Saved data entries:
PR #1946, opened 2026-05-26
Quality: Hardcoded magic numbers for layout dimensions

tuanaiseo:
## Problem

The `getThreadMaxWidth` function contains multiple magic numbers (580, 80, 1120) without named constants or documentation explaining their origin. These values appear to be derived from design specifications but are not maintainable.

**Severity**: `low`
**File**: `desktop/src/ui/thread-layout.ts`

## Solution

Extract magic numbers into named constants with JSDoc comments explaining their design rationale, e.g., `MIN_THREAD_WIDTH = 580`, `THREAD_MARGIN = 80`, `MAX_THREAD_WIDTH = 1120`.

## Changes

- `desktop/src/ui/thread-layout.ts` (modified)

## Testing

- [ ] Existing tests pass
- [ ] Manual review completed
- [ ] No new warnings/errors introduced

### DIFF
--- a/desktop/src/ui/thread-layout.ts
+++ b/desktop/src/ui/thread-layout.ts
@@ -1,3 +1,12 @@
+/** Minimum thread width in pixels to ensure readability */
+const MIN_THREAD_WIDTH = 580;
+
+/** Right margin in pixels to prevent thread from touching the edge */
+const THREAD_MARGIN = 80;
+
+/** Maximum thread width in pixels to maintain optimal line length for reading */
+const MAX_THREAD_WIDTH = 1120;
+
 export function getThreadMaxWidth({
   viewportWidth,
   visibleSide,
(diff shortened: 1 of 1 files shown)


esengine:
Thanks for the suggestion, but I'm going to pass on this one.

The project's house style (see CLAUDE.md) leans toward inline clamp expressions over named layout constants when the function name already carries the intent. `getThreadMaxWidth` returning `Math.max(580, Math.min(computed, 1120))` reads as "clamp between 580 and 1120" in one line, with all three numbers comparable side-by-side. Splitting them into three named constants with one-line JSDoc each adds vertical noise without unlocking new meaning — and `"to ensure readability"` / `"to prevent thread from touching the edge"` aren't the "non-obvious why" comments belong (CLAUDE.md spells out the four shapes).

If 580 / 1120 ever pick up real hidden constraints — a specific browser quirk, a Tauri pane minimum, a design system token — that's when extracting + commenting becomes worth the maintenance cost. Until then the inline form is what we want.

Closing — no action needed from you.

Issue #1955, opened 2026-05-27
Bug: React "Maximum update depth exceeded" crash when rendering multiple edit_file results


xjr100419:
## Describe the bug

When Reasonix agent performs multiple `edit_file` / `multi_edit` calls and returns several SEARCH/REPLACE blocks in a single turn, the terminal UI crashes with:

```
Error: Maximum update depth exceeded. This can happen when a component repeatedly calls setState inside componentWillUpdate or componentDidUpdate. React limits the number of nested updates to prevent infinite loops.
```

Full stack trace:
```
at getRootForUpdatedFiber (chunk-3OXD5CBM.js:13936:128)
at enqueueConcurrentHookUpdate (chunk-3OXD5CBM.js:13920:16)
at dispatchSetStateInternal (chunk-3OXD5CBM.js:15371:20)
at dispatchSetState (chunk-3OXD5CBM.js:15342:9)
at f (chunk-3OXD5CBM.js:30198:39)
at Timeout.b (chunk-3OXD5CBM.js:30113:32)
at listOnTimeout (node:internal/timers:588:17)
at process.processTimers (node:internal/timers:523:7)
```

## To Reproduce

1. Run `npx reasonix code`
2. 2. Ask the agent to fix a bug that requires multiple `edit_file` / `multi_edit` calls
3. 3. The agent returns 3+ SEARCH/REPLACE edit blocks in a single response
4. 4. The terminal UI crashes with the above error
## Expected behavior

The edit blocks should render normally without React state update loops.

## Environment

- OS: Windows 11
- - Node.js: v22.20.0
- - - Reasonix: 0.52.0
- - - - Terminal: Windows Terminal
## Additional context

The crash occurs in React Ink's reconciler (`getRootForUpdatedFiber` → `dispatchSetState`). Rapid state updates from rendering tool results (edit diffs) trigger React's nested update guard (50-deep limit). This is likely in the component that renders tool call results in the terminal UI.

The error has been observed specifically when the agent returns many SEARCH/REPLACE edit blocks for the same file or across multiple files in one turn.

esengine:
[...]

PR #1960, opened 2026-05-27
Fix edit result scroll measurement bursts

GTC2080:
## Summary
- Coalesces CardStream measurement writes for card heights and max scroll into one trailing update.
- Flushes pending measurements before user scroll actions so wheel, PageUp, and End semantics stay current.
- Adds regression coverage for edit_file and multi_edit result bursts plus measurement notification coalescing.

## Root cause
When many edit results render in one turn, CardStream can report dozens of height and max-scroll measurements synchronously. In app-managed scroll mode this creates a React/Ink external-store update burst; in Windows Terminal it can trip React's nested update guard.

## Test plan
- npm run verify

### DIFF
--- a/src/cli/ui/state/chat-scroll-store.ts
+++ b/src/cli/ui/state/chat-scroll-store.ts
@@ -59,8 +59,11 @@ export function createChatScrollStore(opts: CreateChatScrollStoreOptions = {}): 
   const listeners = new Set<ScrollListener>();
   let pendingDelta = 0;
   let flushTimer: NodeJS.Timeout | null = null;
-  let pendingMaxShrink: number | null = null;
-  let shrinkTimer: NodeJS.Timeout | null = null;
+  // CardStream can report many measured edit-result cards in one render burst;
+  // coalesce them so React/Ink sees one external-store notification.
+  let pendingMaxScroll: number | null = null;
+  let pendingCardHeights: Map<string, number> | null = null;
+  let measurementTimer: NodeJS.Timeout | null = null;
 
   function set(next: Partial<ChatScrollState>): void {
     const merged = { ...state, ...next };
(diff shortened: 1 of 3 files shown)


esengine:
Thanks for digging into this — your root-cause writeup nailed it (CardStream measurement burst tripping React's nested-update guard).

I went a different cut at the same problem in #1958: instead of coalescing the burst in the store, drop the inner-Box `useBoxMetrics` entirely and derive `totalInnerRows` from the per-card heights the store already has. The measurement-feedback edge stops existing at the data-flow level — `scrollRows` can no longer flow back into the value that feeds `maxScroll`, so the burst can't compound regardless of how the runtime times it.

Trade-offs I weighed:
- **Architectural vs. defensive**: removing the cycle vs. throttling its blast radius. The first leaves no latent edge for future regressions.
- **Store semantics**: this PR makes `setMaxScroll` / `setCardHeight` writes asynchronous, which means `store.setMaxScroll(x); store.getState().maxScroll` no longer equals `x` until the next tick. You handled that with explicit `flushMeasurements()` at every scroll-action entry point, which works but adds coupling that I'd rather not lock in.
- **Diff size**: -8 net lines vs. +156. Smaller surface = easier to reason about and revert.

One honest finding while validating: I rebuilt your `card-stream-edit-results.test.tsx` against pre-fix `main` (no fix, no store coalescing) — it still passes. The test environment (`TestStdout`, no real TTY, vitest's fork pool) doesn't reproduce the wall-clock timing that fires the nested-update guard in a real terminal. So the assertion `not.toContain("Maximum update depth")` ends up being a smoke check rather than a regression guard for #1955 specifically. Worth knowing for next time.

Going to close this in favor of #1958 — but seriously, thank you for the independent analysis. Sharp catch.

esengine:
Closing in favor of #1958. Thanks again.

Directions: Set down exactly the lines of the data above, beginning with the line that has "4. 4. The terminal" and ending with the line that has "## Additional context", and no others.

Your solution:
4. 4. The terminal UI crashes with the above error
## Expected behavior

The edit blocks should render normally without React state update loops.

## Environment

- OS: Windows 11
- - Node.js: v22.20.0
- - - Reasonix: 0.52.0
- - - - Terminal: Windows Terminal
## Additional context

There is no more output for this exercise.